=== What needs to be done ===
Write out every record again, exactly.

━━━ Exercise material

PR #262, opened 2026-05-06
Add channel subscriptions for bare-name install resolution

### LINKED ISSUE #259: Add channel subscriptions for bare-name resolution
Add the ability to subscribe to channels so bare-name installs can fall back beyond `mip-org/core`.

New commands:
- `mip subscribe <channel>` — subscribe to a channel (`org/channel` or `<name>` shorthand for `<name>/<name>`)
- `mip unsubscribe <channel>` — unsubscribe
- `mip subscriptions` — list subscribed channels in subscription order

Behavior change: when `mip install <bare-name>` is invoked without `--channel`, resolution checks `mip-org/core` first, then each subscribed channel in the order they were subscribed. The first channel that publishes the package wins. Explicit `--channel` and FQNs are unaffected.

Subscriptions persist across sessions (e.g. a `subscriptions.txt` file under the mip root, similar to `directly_installed.txt`).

━━━━━━

=== Response to this exercise ===
PR #262, opened 2026-05-06
Add channel subscriptions for bare-name install resolution

### LINKED ISSUE #259: Add channel subscriptions for bare-name resolution
Add the ability to subscribe to channels so bare-name installs can fall back beyond `mip-org/core`.

New commands:
- `mip subscribe <channel>` — subscribe to a channel (`org/channel` or `<name>` shorthand for `<name>/<name>`)
- `mip unsubscribe <channel>` — unsubscribe
- `mip subscriptions` — list subscribed channels in subscription order

Behavior change: when `mip install <bare-name>` is invoked without `--channel`, resolution checks `mip-org/core` first, then each subscribed channel in the order they were subscribed. The first channel that publishes the package wins. Explicit `--channel` and FQNs are unaffected.

Subscriptions persist across sessions (e.g. a `subscriptions.txt` file under the mip root, similar to `directly_installed.txt`).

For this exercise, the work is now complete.